# Echolotgeber ohne zu bohren



## goolgetter (15. April 2010)

Ich habe da mal ein Anliegen.

Ich habe ein Alu-Boot Linder 440.
Ich wollte mir nun den Geber vom Echolot montieren. (Nicht im Boot sondern am Heck)
Ich will es unbedingt vermeiden zu bohren.
Ich habe auch schon eine interessante Webseite dazu gefunden.
http://www.angeln.de/praxis/echolote/experten-tipp-8198
Im Beitrag wir ein UV beständiger Klebstoff SIKAFLEX erwähnt.
Ich habe mir mal diesen hier rausgesucht. Sikaflex 521 UV.
http://www.sika.de/sikaflex-521uv_d.pdf

Jetzt meine Frage, beschädigt mir dieser Klebstoff das Alu (irgendwelche chem. Reaktionen zu erwarten?!) oder kann ich das ohne Probleme so einfach "ankleben"?
Habe damit noch nie zu vor zu tun gehabt.

Also vielleicht ist ja einer unter Euch der mir hier weiter helfen kann.


----------



## Torsk_SH (15. April 2010)

*AW: Echolotgeber ohne zu bohren*

Moin!

Sika ist ein Teufelszeug, ich benutzen das hier schon seit Jahren,
http://www.svb.de/farben+bootspflege/sikaflex/dichtmasse/sikaflex+291+marine+dichtmasse.html

Absolut i.O. Tu Dir nur einen Gefallen und nimm kein Silikon, 
das härtet aus, wird porös und zerlegt sich mit der Zeit.


----------



## goolgetter (15. April 2010)

*AW: Echolotgeber ohne zu bohren*

Danke Dir, das sieht ja schon mal gut aus.
Das die Verbindung von Alu und Kunststoff dann auch hält sollte dann gewährleistet sein, oder?!
Und das da irgendwas "angefressen" wird (das Alu meine ich) sollte auch nicht vorkommen?
Sollte man die zu verklebenen Materialien unbedingt vorher anrauhen? 
Staub und Fettfrei werde ich es auch jeden fall machen.


----------



## Lorenz (15. April 2010)

*AW: Echolotgeber ohne zu bohren*

Hi

Ich würde einfach eine Geberstange nehmen...

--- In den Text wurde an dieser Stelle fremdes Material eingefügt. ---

PR #217, opened 2016-04-20
Fix bootstrap pipeline.

alext:
## What

#211 updated this pipeline so that it would work with newer versions
of concourse and pass the linter. This fix wasn't complete because the
added outputs created empty directories that were no longer being
populated, meaning that later tasks couldn't find the necessary files.

This updates the pipeline to be closer to our styleguide and have output
names that are distinct from the task names. It is then explicit in
what's added to the output directorties.

## How to review

Run the bootstrap pipeline for a new environment and confirm that it works.

## Who can review

Anyone but myself.

### DIFF
--- a/concourse/pipelines/create-deployer.yml
+++ b/concourse/pipelines/create-deployer.yml
@@ -164,13 +164,13 @@ jobs:
       passed: [init-bucket]
     - get: vpc-terraform-state
 
-    - task: ssh-keygen
+    - task: generate-ssh-keys
       config:
         image: docker:///governmentpaas/curl-ssl
         inputs:
         - name: paas-cf
         outputs:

Was bei einem Spezialkleber zu beachten ist,wird sicher nochmal genau draufstehen.Ein bissel mit dem Schmiergelpapier drübergehen könnte sicher nicht schaden!?


----------



## goolgetter (15. April 2010)

*AW: Echolotgeber ohne zu bohren*

Auf die Geberstange wollte ich verzichten.
Müsste man dann auch wieder abbauen/dranbauen, wenn die Plane drüber spanne / runter nehme.
Die Lösung mit dem "Küchenbrett" favorisiere ich auf jeden Fall.


----------



## Torsk_SH (15. April 2010)

*AW: Echolotgeber ohne zu bohren*

Entfetten reicht, wie gesagt Sika ist ein Teufelszeug.

Ich habe damit alles mögliche (Downriggerbohrung, Badeleiter, Rutenhalter, Durchbruchdichtung fürs Echolot, Lüftungsgitter, Benzinfilterhalterung, Echolotgeberhalterung und und und) an meinem Boot abgedichtet und keinerlei Probleme damit.

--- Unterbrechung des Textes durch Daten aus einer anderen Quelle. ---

PR #218, opened 2016-04-20
[#115869119] Remove cf-terraform bosh-ftstate dependency

alext:
## What

The cf and bosh terraform jobs have run in parallel since #213 was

Bin da sehr pingelig und dichte auch Bohrungen ab die normal nicht unter Wasser stehen, hab einfach kein Bock darauf das das GFK irgendwo Wasser zieht.


----------



## Torsk_SH (15. April 2010)

*AW: Echolotgeber ohne zu bohren*

Ach ja, wenn Du erstmal nur die 100ML Tube kaufen willst, da Du nicht 
so viel Zeug brauchst, dann steck Dir die Tube mal eine halbe Stunde 
vor Verarbeitung in die Jackentasche oder leg sie auf die Heizung.

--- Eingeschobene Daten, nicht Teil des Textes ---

PR #220, opened 2016-04-22
[#117512347] Service Broker Deployed to Production

combor:
[Service Broker Deployed to Production](https://www.pivotaltracker.com/story/show/117512347)

**Note**

https://github.com/alphagov/paas-aws-broker-boshrelease/pull/1 must be merged first before you can test this PR. 

**What**

As a PaaS Engineer I want an initial version of the Service Broker deployed to Production in order to provide a foundation for further work.

This story doesn't include getting the broker to work (except for the /catalog endpoint), but does include forking the broker and deploying it so it shows up on the marketplace

Checkout this branch and update your pipeline to use it. Deploy the cloudfoundry changes

Login to cloudfoundry and check you can run the marketplace command and see the broker

```
cf marketplace
```

**Who should review this PR**

* Any one but @timmow or @combor

### DIFF
--- a/concourse/pipelines/create-bosh-cloudfoundry.yml
+++ b/concourse/pipelines/create-bosh-cloudfoundry.yml
@@ -90,6 +90,13 @@ resources:
       uri: https://github.com/alphagov/paas-grafana-boshrelease.git
       tag_filter: {{cf_grafana_version}}
 
+  - name: aws-broker-boshrelease
+    type: git
+    source:
+      uri: https://github.com/alphagov/paas-aws-broker-boshrelease.git
+      branch: 117512347_rds_service_broker
+      tag_filter: {{cf_aws_broker_version}}
+
   - name: graphite-nozzle
     type: git
     source:
@@ -951,6 +958,7 @@ jobs:
           - get: graphite-statsd-boshrelease
           - get: grafana-boshrelease
           - get: paas-haproxy-release
+          - get: aws-broker-boshrelease
       - task: upload-releases
         config:
           platform: linux
@@ -961,6 +969,7 @@ jobs:
             - name: graphite-statsd-boshrelease
             - name: grafana-boshrelease
             - name: paas-haproxy-release
+            - name: aws-broker-boshrelease
           run:
             path: sh
             args:
@@ -977,6 +986,9 @@ jobs:
 
                 paas-cf/concourse/scripts/bosh_create_and_upload_release.rb paas-haproxy \
                   {{cf-paas-haproxy-release-version}} paas-haproxy-release
+
+                paas-cf/concourse/scripts/bosh_create_and_upload_release.rb aws-broker \
+                {{cf_aws_broker_version}} aws-broker-boshrelease
 
       - task: cf-deploy
         config:
--- a/concourse/pipelines/create-bosh-cloudfoundry.yml
+++ b/concourse/pipelines/create-bosh-cloudfoundry.yml
@@ -1055,8 +1055,10 @@ jobs:
               UAA_ENDPOINT=$($VAL_FROM_YAML properties.uaa.url cf-manifest/cf-manifest.yml)
               DOPPLER_ENDPOINT=$($VAL_FROM_YAML properties.loggregator.traffic_controller_url cf-manifest/cf-manifest.yml)
               GRAPHITE_SERVER=$($VAL_FROM_YAML jobs.graphite_z1.networks.cf1.static_ips.0 cf-manifest/cf-manifest.yml)
+              RDS_BROKER_SERVER=$($VAL_FROM_YAML jobs.rds_broker_z1.networks.cf1.static_ips.0 cf-manifest/cf-manifest.yml)
+              RDS_BROKER_PASS=$($VAL_FROM_YAML secrets.rds_broker_admin_password cf-secrets/cf-secrets.yml)
 
-              for var_name in CF_ADMIN CF_PASS FIREHOSE_USER FIREHOSE_PASS API_ENDPOINT UAA_ENDPOINT DOPPLER_ENDPOINT GRAPHITE_SERVER; do
+              for var_name in CF_ADMIN CF_PASS FIREHOSE_USER FIREHOSE_PASS API_ENDPOINT UAA_ENDPOINT DOPPLER_ENDPOINT GRAPHITE_SERVER RDS_BROKER_SERVER RDS_BROKER_PASS; do
                 echo export "${var_name}"=\"$(eval echo \$${var_name})\"
               done > config/config.sh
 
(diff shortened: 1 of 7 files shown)


manifests/cf-manifest/deployments/aws/060-aws-broker-stub.yml
```diff
@@ -0,0 +1,18 @@
...
+    network: cf1
+    stemcell: (( grab meta.stemcell ))
+    env: (( grab meta.default_env ))
+    cloud_properties:
+      instance_type: m3.medium
+      ephemeral_disk:
+        size: 10240
+        type: gp2
+      availability_zone: (( grab meta.zones.z1 ))
+      iam_instance_profile: cf-cloudcontroller
```
alext: This should probably have a dedicated instance profile instead of reusing the cloudcontroller one.

alext:
This is missing acceptance tests. We should add a custom acceptance test that the plan is visible when running `cf marketplace`.

manifests/cf-manifest/scripts/generate-cf-secrets.rb
```diff
@@ -30,6 +30,7 @@
   "loggregator_endpoint_shared_secret" => :simple,
   "consul_encrypt_keys" => :simple_in_array,
   "grafana_admin_password" => :simple,
+  "rds_broker_admin_password" => :simple,
```
alext: This will need to be added to the test fixtures as well (that's why the Travis build is currently failing).

timmow: I fixed that already, I suspect its been rebased away 😢

manifests/cf-manifest/deployments/aws/060-aws-broker-stub.yml
timmow: It should. However, this story wasnt about getting the broker working, to provision rds dbs, it was to get the broker listed in the marketplace - we felt that sorting out the IAM roles / permissions belonged in the story about getting DB provisioning working.

alext: Does this need an instance profile at all then? I think it would be better to not set one than to set this one, which would be a little misleading when it comes to the next story.

manifests/cf-manifest/deployments/060-aws-broker.yml
```diff
@@ -0,0 +1,61 @@
+releases:
+  - name: aws-broker
+    version: v3
```
keymon: Note that this version naming is inconsistent with the other PR: https://github.com/alphagov/paas-cf/pull/221/files#diff-b3a119020efd88e25d5115307a683e4bR32

IMO we should change one of them, regardless other releases are using a different version naming (logsearch/graphite use commit ID)

combor:
I believe all comments are resolved now.

keymon:
As discussing it with @mtekel, he points out that the convention is use the semantic versions for the releases. 

More info:  https://blog.pivotal.io/pivotal-cloud-foundry/products/semantic-yet-flexible-bosh-release-versioning

I changed the HAProxy PR to match that again, and I suggest that this one does the same.

keymon:
I finally managed to get the latest package compiled, but now the broker does not start

```
# monit summary
The Monit daemon 5.2.5 uptime: 23m 

Process 'rds-broker'                Execution failed
System 'system_localhost'           running
```

The error log:
```
# tail /var/vcap/sys/log/rds-broker/rds-broker.stderr.log 
/var/vcap/jobs/rds-broker/bin/rds-broker-ctl: line 16: /var/vcap/packages/rds-broker/bin/rds-broker: No such file or directory
/var/vcap/jobs/rds-broker/bin/rds-broker-ctl: line 16: /var/vcap/packages/rds-broker/bin/rds-broker: No such file or directory
/var/vcap/jobs/rds-broker/bin/rds-broker-ctl: line 16: /var/vcap/packages/rds-broker/bin/rds-broker: No such file or directory

```

The reason is that the binary is called differently:

```
# ls /var/vcap/packages/rds-broker/bin/
paas-rds-broker
```

The reason is that by forking the binary to a new repo called `paas-rds-broker` https://github.com/alphagov/paas-aws-broker-boshrelease/blob/117512347_rds_service_broker/packages/rds-broker/packaging#L10, the ctl script has not being updated: https://github.com/alphagov/paas-aws-broker-boshrelease/blob/117512347_rds_service_broker/jobs/rds-broker/templates/bin/rds-broker-ctl.erb#L16

manifests/cf-manifest/deployments/060-aws-broker.yml
```diff
@@ -0,0 +1,61 @@
...
+                displayName: "AWS RDS Postgres"
+                imageUrl: ""
+                longDescription: "AWS RDS postgres service"
+                providerDisplayName: "Amazon Web Services"
+                documentationUrl: "https://aws.amazon.com/documentation/rds/"
+                supportUrl: "https://forums.aws.amazon.com/forum.jspa?forumID=60"
+              plan_updateable: true
+              plans:
+                - id: "5b8282cf-a669-4ffc-b426-c169a7bbfc71"
+                  name: "5.6-medium"
```
dcarley: Why is it called "5.6"?

tests/acceptance-tests/src/acceptance/rds_broker_test.go
```diff
@@ -0,0 +1,22 @@
...
+import (
+	"github.com/cloudfoundry-incubator/cf-test-helpers/cf"
+	. "github.com/onsi/ginkgo"
+	. "github.com/onsi/gomega"
+	. "github.com/onsi/gomega/gbytes"
+	. "github.com/onsi/gomega/gexec"
+)
+
+var (
+	brokerName = "rds"
```
dcarley: Should we call this "postgres" so that users are able to easily identify what it is?

manifests/cf-manifest/deployments/060-aws-broker.yml
combor: This a dummy plan that deploys nothing as per acceptance criteria from story description:
> Given A Tenant is logged into the Production platform
> When they run cf marketplace
> Then They can see the Basic Plan Listed

I can change the name to Basic PG plan or something like that.

dcarley: I think it's right to name it after the Postgres version (not MySQL 😉 ) and instance size, because those are the differentiating properties of this plan.

combor: I renamed it to simply `postgres` for now as I don't know what the plan will provide. We need to change this ( and add more plans ) in following stories.

dcarley: It seems confusing that the broker and plan have the same names. Especially as the test is checking for one of those strings. Could you either call it "9.4-medium" (per `rds_properties`) or "basic" for the moment?

combor: OK, renamed.

combor:
OK, so I tested all requested changes and it passes tests in my environment. I hope all will be good this time.

concourse/pipelines/create-bosh-cloudfoundry.yml
```diff
@@ -1002,167 +1016,176 @@ jobs:
...
+            run:
+              path: sh
+              args:
+                - -e
+                - -c
+                - |
+                  ./paas-cf/concourse/scripts/import_bosh_ca.sh
+                  . ./config/config.sh
+                  echo | cf login -a ${API_ENDPOINT} -u ${CF_ADMIN} -p ${CF_PASS}
+                  if cf service-brokers | grep rds; then exit 0;fi
```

So lässt sich der Sikamansch besser verarbeiten und kommt auch ohne 
rohe Gewalt aus seiner Tube.


----------



## gründler (15. April 2010)

*AW: Echolotgeber ohne zu bohren*

Hi

Statt Küchenbrett geht auch Hobbyglas ausn Baumarkt gibt es in verschiedenen stärken und farben,ich hab mir so ne vorrichtung mit Hobbyglas gebaut,zb.30 x 20 x 3 cm für 4,99€.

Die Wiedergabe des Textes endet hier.